-- Opening Marker --

PR #831, opened 2020-10-20
Adds `peerAccount` Optional Param to `IssuedCurrencyClient::getTrustLines`

amiecorso:
The [`account_lines`](https://xrpl.org/account_lines.html) RPC allows for an optional `peer` field in the request, which, if provided, limits the results returned only to trust lines established between the querying account and the provided peer account.  This is a useful feature that is best to implement at the network layer in order to avoid an excessive amount of data between unnecessarily returned over the network.  

This PR implements that option in the `IssuedCurrencyClient`'s `getTrustLines` method.

### Context of Change
IOU effort

### Type of Change

## Before / After
Optional `peer` option available as `peerAccount` param.

## Test Plan
Added some unit tests to check that our method correctly validates the format of the peer address. 
Integration tests will be easier to write when we have more complete IOU functionality.

## Future Tasks

Add integration tests that specifically test for the filtering effect of the peer option.  Let's do this once we're able to establish and authorize trustlines using the `IssuedCurrencyClient`, so that we can control what we're evaluating.

### DIFF
--- a/src/XRP/issued-currency-client.ts
+++ b/src/XRP/issued-currency-client.ts
@@ -8,7 +8,7 @@ import TrustLine from './shared/trustline'
 import JsonRpcNetworkClient from './network-clients/json-rpc-network-client'
 import { AccountLinesResponse } from './shared/rippled-json-rpc-schema'
 import { JsonNetworkClientInterface } from './network-clients/json-network-client-interface'
-import { XrpError } from './shared'
+import { XrpError, XrpErrorType } from './shared'
 import { AccountSetFlag } from './shared/account-set-flag'
 import TransactionResult from './shared/transaction-result'
 import { TransferRate } from './Generated/node/org/xrpl/rpc/v1/common_pb'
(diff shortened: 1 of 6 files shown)


test/XRP/issued-currency-client.test.ts
```diff
@@ -71,6 +71,25 @@ describe('Issued Currency Client', function (): void {
...
+
+    // WHEN getTrustLines is called with an invalid peerAccount address THEN an error is propagated.
+    const peerAddress = 'malformedAddress'
+    issuedCurrencyClient
+      .getTrustLines(testAddress, peerAddress)
+      .catch((error) => {
+        assert.typeOf(error, 'Error')
+        assert.equal(error, XrpError.xAddressRequired)
+        done()
+      })
```
tedkalaw, line 90: can we just await `issuedCurrencyClient.getTrustLines` and use a `try/catch` instead of a promise? you don't need the `done` callback anymore bc it acts synchronously

i noticed today that we do this in a lot of places in the sdk but i think it's confusing...it's the same thing as doing

```
try {
  await myFunction()
} catch (error) {
  errorHandler()
}
done()
```

note that you need to return the `done` callback from the test call or else it will yell at you

test/XRP/issued-currency-client.test.ts
```diff
@@ -98,6 +117,39 @@ describe('Issued Currency Client', function (): void {
...
+      assert.typeOf(error, 'Error')
+      // TODO: why doesn't this work?
+      // I get: AssertionError: expected [Error: invalidParams] to deeply equal [Error: invalidParams]
+      // ( and same when I use assert.equal instead of assert.deepEqual)
+      // assert.deepEqual(
+      //   error,
+      //   new XrpError(XrpErrorType.Unknown, 'invalidParams'),
+      // )
+      done()
+    })
```
tedkalaw, line 150: same here

src/XRP/issued-currency-client.ts
```diff
@@ -68,21 +68,41 @@ export default class IssuedCurrencyClient {
...
    * @param account The account for which to retrieve associated trust lines, encoded as an X-Address.
+   * @param peerAccount (Optional) The address of a second account. If provided, show only trust lines connecting the two accounts.
    * @see https://xrpaddress.info/
    * @returns An array of TrustLine objects, representing all trust lines associated with this account.
    */
-  public async getTrustLines(account: string): Promise<Array<TrustLine>> {
+  public async getTrustLines(
+    account: string,
+    peerAccount?: string,
+  ): Promise<Array<TrustLine>> {
```
tedkalaw, line 78: this seems reasonable. have you considered making a separate function for just a peer (ie, `getTrustLineWithPeer`)? 

i think i'm ok with this api but just wanted to throw that out there

tedkalaw (approved):

mvadari (approved):
Is `JsonRpcNetworkClient` supposed to implement `JsonNetworkClientInterface`?

src/XRP/issued-currency-client.ts
amiecorso: yeah I think i'm ok with this for now too.

test/XRP/issued-currency-client.test.ts
amiecorso: nice, yeah this must be a relic of me copying something Keefer once did and then allowing that format to propagate.  Fixed the format for all `getTrustLines` tests.

amiecorso:
> Is `JsonRpcNetworkClient` supposed to implement `JsonNetworkClientInterface`?

Mmm, yes it probably should huh?  especially because the `JsonNetworkClient` is typed as the interface... nice catch.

-- Closing Marker --

#### [PROBLEM TO WORK ON]
Once you have identified the lines above that contain "will", copy each of them.

#### [EXERCISE RESPONSE]
Integration tests will be easier to write when we have more complete IOU functionality.
note that you need to return the `done` callback from the test call or else it will yell at you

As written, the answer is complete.